Mme [Y] - [K] a facturé à l'assurance maladie :
- 2 AMI 1 (injection sous cutanée) + 2 MAU (majoration d'acte unique) + 2 IFA ( frais de déplacements) + 4 IK ( indemnités kilométriques) par jour
- 1 AMI 1,5 ( prélèvement par ponction veineuse directe) + 1 AMI 1 ( injection sous cutanée) + 1 MAU + 2 IFA + 4 IK par jour lors de la numération plaquettaire une fois par semaine.
L'article 11 de la NGAP dispose que lorsque plusieurs actes inscrits à la nomenclature sont effectués sur un même malade par le même praticien, au cours d'une même séance, l'acte du coefficient le plus important est seul inscrit avec son coefficient propre et le deuxième est noté à 50% de son coefficient.
Les injections sous cutanées pouvaient être réalisées au cours de la même séance et la facturation d'un deuxième passage ne se justifiait pas .

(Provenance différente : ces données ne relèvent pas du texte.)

Issue #15917, opened 2014-09-17
Create marshallers for interacting with JSON data


jrudolph:

jrudolph:
Added #16812 to provide json4s support.

ktoso:
PlayJson support is a community project now: https://github.com/guillaumebreton/play-json-support

ktoso:
Related notes: since play support will live outside, we should use this style for all support traits - including spray-json. // or alternatively bring "spray-json" in as "akka-json" - this sounds less likely though?

This should probably be addressed before 1.0

// discussed this with @hseeberger

ktoso:
We have finally reached a final consensus about where marshallers shall live.

We can not include play-json in akka itself. We do want to support Spray and the existing marshallers.
We will encourage the community to build and support external marshallers as separate repositories, such as @guillaumebreton's play support module.

This means that:
- current marshallers stay in akka/akka. We support them.
- akka-http-play is maintained by the community person, in his own repository // https://github.com/akka/akka-http-marshallers/issues/7
- If a customer will need support with play-json we'll see how to solve it then.
- akka-http-marshallers goes away.
- we close the this meta ticket, as we will not include more marshallers in akka itself. They should be community repos.

Issue #17106, opened 2015-03-30
akka-http support for PlayJson


mrkaspa:
In akka-http is there something similar to akka.http.marshallers.sprayjson.SprayJsonSupport._ but for the PlayJson Library?

ktoso:
Hi @mrkaspa,
not currently, but it would be very simple to roll your own, take a look at how the spray traits look like: https://github.com/akka/akka/blob/release-2.3-dev/akka-http-marshallers/akka-http-spray-json/src/main/scala/akka/http/marshallers/sprayjson/SprayJsonSupport.scala#L39

My immediate feeling is that these support traits need not neccessarily live inside the akka/akka repository, what do you think @akka/akka-team?

mrkaspa:
@ktoso I've done it, should i make a branch and a PR or do I create my own library?

jrudolph:
We once decided to support these kinds of integrations each with a small module like the one for spray-json. There's a meta-ticket for adding more integration for json libraries at https://github.com/akka/akka/issues/15917

hepin1989:
maybe like json4s?which have different backend

mrkaspa:
I’ve forked and downloaded the akka repository on my mac, I’ve opened the project in Intellij. I’ve created a new scala module inside the akka-http-marshallers for the play json support but the imports fot the akka libraries don’t work, how can I fix this, and I have to add the the dependency to the play-json library where should it go?, thanks

jrudolph:
@mrkaspa you need to add the project in the sbt build file first and then update IntelliJ with the changes (however you do that). See this commit https://github.com/akka/akka/commit/db3fc16f4cfedef1d815f1cb8ac27b1f16f61fab which introduced the spray-json support as a template.

ktoso:
We have discussed this module in depth in the [https://github.com/akka/akka/pull/17387#issuecomment-99606569](discussion here [#17387]).

**Summary:** because of lifecycles of projects this module should best live outside of akka and play projects - in order to be able to keep up with either version update.

Closing and expecting @guillaumebreton to roll his library out soon! :-)

PR #17387, opened 2015-05-05
+htt #15917 Adding play json support

guillaumebreton:
- Add play json dependency
- Add play json support to marshal/unmarshal json
- Add test using JsonSupportSpec

Note : at line 40 in PlayJsonSupport.scala, I leave a "// FIXME: identify charset by instance, not by name!
" comment as I don't have any idea on how to fix this.

### DIFF
--- a/akka-http-marshallers-scala/akka-http-play-json/src/main/scala/akka/http/scaladsl/marshallers/playjson/PlayJsonSupport.scala
+++ b/akka-http-marshallers-scala/akka-http-play-json/src/main/scala/akka/http/scaladsl/marshallers/playjson/PlayJsonSupport.scala
@@ -1,0 +1,50 @@
+/*
+ * Copyright (C) 2009-2014 Typesafe Inc. <http://www.typesafe.com>
+ */
+
+package akka.http.scaladsl.marshallers.playjson
+
+import scala.language.implicitConversions
+import scala.concurrent.ExecutionContext
+import akka.stream.FlowMaterializer
+import akka.http.scaladsl.marshalling.{ ToEntityMarshaller, Marshaller }
+import akka.http.scaladsl.unmarshalling.{ FromEntityUnmarshaller, Unmarshaller }
+import akka.http.scaladsl.model.{ ContentTypes, HttpCharsets }
+import akka.http.scaladsl.model.MediaTypes.`application/json`
+import play.api.libs.json._
+import play.api.libs.functional.syntax._
+import akka.http.scaladsl.model.StatusCodes._
+import scala.util.control.NoStackTrace
+
+/**
+ * A trait providing automatic to and from JSON marshalling/unmarshalling using an in-scope *play-json* protocol.
+ */
+trait PlayJsonSupport {
+
+  type Printer = (JsValue ⇒ String)
+
+  def read[T](jsValue: JsValue)(implicit reads: Reads[T]): T = {
+    reads.reads(jsValue) match {
+      case s: JsSuccess[T] ⇒ s.get
+      case e: JsError      ⇒ throw JsResultException(e.errors)
+    }
+  }
+
+  implicit def playJsonUnmarshallerConverter[T](reads: Reads[T])(implicit ec: ExecutionContext, mat: FlowMaterializer): FromEntityUnmarshaller[T] =
+    playJsonUnmarshaller(reads, ec, mat)
+  implicit def playJsonUnmarshaller[T](implicit reads: Reads[T], ec: ExecutionContext, mat: FlowMaterializer): FromEntityUnmarshaller[T] =
+    playJsValueUnmarshaller.map(read[T])
+  implicit def playJsValueUnmarshaller(implicit ec: ExecutionContext, mat: FlowMaterializer): FromEntityUnmarshaller[JsValue] =
+    Unmarshaller.byteStringUnmarshaller.forContentTypes(`application/json`).mapWithCharset { (data, charset) ⇒
+      if (charset == HttpCharsets.`UTF-8`) Json.parse(data.toArray)
+      else Json.parse(data.decodeString(charset.nioCharset.name)) // FIXME: identify charset by instance, not by name!
+    }
+
+  implicit def playJsonMarshallerConverter[T](writes: Writes[T])(implicit printer: Printer = Json.prettyPrint, ec: ExecutionContext): ToEntityMarshaller[T] =
+    playJsonMarshaller[T](writes, printer, ec)
+  implicit def playJsonMarshaller[T](implicit writes: Writes[T], printer: Printer = Json.prettyPrint, ec: ExecutionContext): ToEntityMarshaller[T] =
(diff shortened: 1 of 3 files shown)


ktoso:
OK TO TES

ktoso:
OK TO TEST

akka-http-marshallers-scala/akka-http-play-json/src/main/scala/akka/http/scaladsl/marshallers/playjson/PlayJsonSupport.scala
```diff
@@ -0,0 +1,50 @@
+/*
```
ktoso: Thanks, that's the right place to put it.

guillaumebreton:
I checked the jenkins result, and I am not sure if I can do something about it.

project/AkkaBuild.scala
```diff
@@ -425,9 +425,10 @@ object AkkaBuild extends Build {
     id = "akka-http-marshallers-scala-experimental",
     base = file("akka-http-marshallers-scala"),
     settings = parentSettings ++ Seq(
-      version := streamAndHttpVersion
+      version := streamAndHttpVersion,
+      resolvers += "Typesafe Repo" at "http://repo.typesafe.com/typesafe/releases/"
```
ktoso: Are you sure we need to add the resolver here? I'd have thought we include it already hm..

project/AkkaBuild.scala
```diff
@@ -1547,6 +1552,9 @@ object Dependencies {
     // For akka-http spray-json support
     val sprayJson   = "io.spray"                     %% "spray-json"                   % "1.3.1"       // ApacheV2
 
+    //For akka-http play-json support
+    val playJson    = "com.typesafe.play"            %% "play-json"                    % "2.3.8"       // ApacheV2
```
ktoso: @jroper do you have an opinion about what `play-json` version should be supported here (it's for a simple "support" trait for akka-http). Play `2.4` is in RC1 mode AFAICS, and akka-http is experimental, also in RC mode - would it make sense to depdend on `2.4-RC1` here instead then?

// cc @rkuhn

ktoso:
The build failure most likely was due to us switching to JDK8 for PR validation tonight - not related to your PR - don't worry, we'll sort it out :-)

akka-http-marshallers-scala/akka-http-play-json/src/main/scala/akka/http/scaladsl/marshallers/playjson/PlayJsonSupport.scala
```diff
@@ -0,0 +1,50 @@
...
+
+import scala.language.implicitConversions
+import scala.concurrent.ExecutionContext
+import akka.stream.FlowMaterializer
+import akka.http.scaladsl.marshalling.{ ToEntityMarshaller, Marshaller }
+import akka.http.scaladsl.unmarshalling.{ FromEntityUnmarshaller, Unmarshaller }
+import akka.http.scaladsl.model.{ ContentTypes, HttpCharsets }
+import akka.http.scaladsl.model.MediaTypes.`application/json`
+import play.api.libs.json._
+import play.api.libs.functional.syntax._
```
pjan: As far as I can tell, I believe this import is not required here?

jroper:
I'm not sure about this... it introduces a circular dependency between our builds.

C'est donc à juste titre que la caisse a retenu que seuls devaient être facturés :
- une injection sous cutanée d'Innohep à tarif plein (1 AMI 1) + une injection sous cutanée prescrite le 7 avril 2014 à 50 % de son coefficient (1 AMI 1/2) + une indemnité de déplacement et 2 indemnités kilométriques ( les actes pouvant être réalisés en un seul passage par jour )
- lors de la numération plaquettaire : un prélèvement par ponction veineuse directe (1 AMI 1,5) + une injection sous cutanée d'Innohep à 50 % de son coefficient ( 1 AMI 1/2) + une indemnité de déplacement et 2 indemnités kilométriques (les actes pouvant être réalisés en un seul passage par jour).
Mme [Y] - [K] qui soutient que le prélèvement sanguin n'a pas pu se faire au cours de la même séance, ne produit aucune pièce à cet égard.
En conséquence, il convient de retenir l'indu pour un montant de 131, 08 euros.
Le jugement déféré, mentionnant par erreur 131,80 euros au lieu de 131,08 euros,sera confirmé de ce chef.
Il convient donc de condamner Mme [Y] - [K] à payer la somme totale de 16 991,71 euros à la caisse.
- Sur les autres demandes
Chacune des parties succombant partiellement, les dépens d'appel, en ce compris les frais d'expertise, seront partagés par moitié.
Par voie d'infirmation, les dépens de première instance seront également supportés par moitié par chacune des parties.
L'équité ne commande pas de faire droit aux demandes présentées par Mme [Y] - [K] et par la caisse sur le fondement de l'article 700 du code de procédure civile.
PAR CES MOTIFS,
La cour,
Vu l'arrêt rendu le 30 mars 2023 par la présente cour,
Dit que la caisse primaire d'assurance maladie de la Manche n'a pas manqué à son obligation d'information et de vigilance,
Confirme le jugement déféré en ce qu'il a dit que la caisse primaire d'assurance maladie de la Manche justifie à l'égard de Mme [N] [Y] - [K] d'indus fixés dans leur montant comme suit :
- créance M. [L] [A] : 1538, 55 euros
- créance M. [M] [P] : 131,08 euros
- créance de Mme [I] [V] : 8 821,60 euros,
L'infirme pour le surplus,
Statuant à nouveau,
Fixe le montant de l'indu de la caisse primaire d'assurance maladie de la Manche à l'égard de Mme [Y] - [K] comme suit :
- créance Mme [J] : 1464 euros
- créance Mme [Z] [D] : 1195,05 euros
- créance Mme [E] [W] : 3841,43 euros
Condamne Mme [Y] - [K] à payer à la caisse primaire d'assurance maladie de la Manche à payer la somme de 16 991,71 euros,
Dit que les dépens d'appel, en ce compris les frais d'expertise, et les dépens de première instance seront supportés par moitié par Mme [Y] - [K] et par la caisse primaire d'assurance maladie de la Manche,
Déboute Mme [Y] - [K] et la caisse primaire d'assurance maladie de la Manche, chacune, de sa demande présentée au titre de l'article 700 du code de procédure civile.